| WHAT THE TASK ASKS |
If a line of the material contains "created", copy it.
=== Section Start ===
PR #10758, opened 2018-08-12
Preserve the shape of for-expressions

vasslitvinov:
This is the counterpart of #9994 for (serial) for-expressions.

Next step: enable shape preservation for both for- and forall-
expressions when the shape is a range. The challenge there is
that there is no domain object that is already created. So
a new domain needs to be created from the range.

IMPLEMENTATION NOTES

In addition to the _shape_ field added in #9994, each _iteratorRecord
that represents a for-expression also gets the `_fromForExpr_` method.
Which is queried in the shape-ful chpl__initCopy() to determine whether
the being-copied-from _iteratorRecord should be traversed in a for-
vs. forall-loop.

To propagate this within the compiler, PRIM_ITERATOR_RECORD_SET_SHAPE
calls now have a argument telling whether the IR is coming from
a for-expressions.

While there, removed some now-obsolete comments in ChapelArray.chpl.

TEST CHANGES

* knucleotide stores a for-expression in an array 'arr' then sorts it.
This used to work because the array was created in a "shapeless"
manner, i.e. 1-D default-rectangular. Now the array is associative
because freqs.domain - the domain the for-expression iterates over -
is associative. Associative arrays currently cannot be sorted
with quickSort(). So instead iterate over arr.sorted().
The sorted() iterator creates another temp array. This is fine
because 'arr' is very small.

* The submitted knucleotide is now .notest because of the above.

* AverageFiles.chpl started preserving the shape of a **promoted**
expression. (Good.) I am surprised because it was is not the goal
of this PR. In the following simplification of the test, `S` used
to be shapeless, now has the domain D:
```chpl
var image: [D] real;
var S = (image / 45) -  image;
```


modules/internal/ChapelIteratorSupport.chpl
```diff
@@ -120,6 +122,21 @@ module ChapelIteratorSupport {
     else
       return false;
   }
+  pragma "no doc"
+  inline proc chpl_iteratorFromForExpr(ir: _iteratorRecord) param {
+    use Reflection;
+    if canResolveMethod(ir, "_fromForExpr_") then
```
=== Section End ===
| EXERCISE RESULT |
that there is no domain object that is already created. So
a new domain needs to be created from the range.
This used to work because the array was created in a "shapeless"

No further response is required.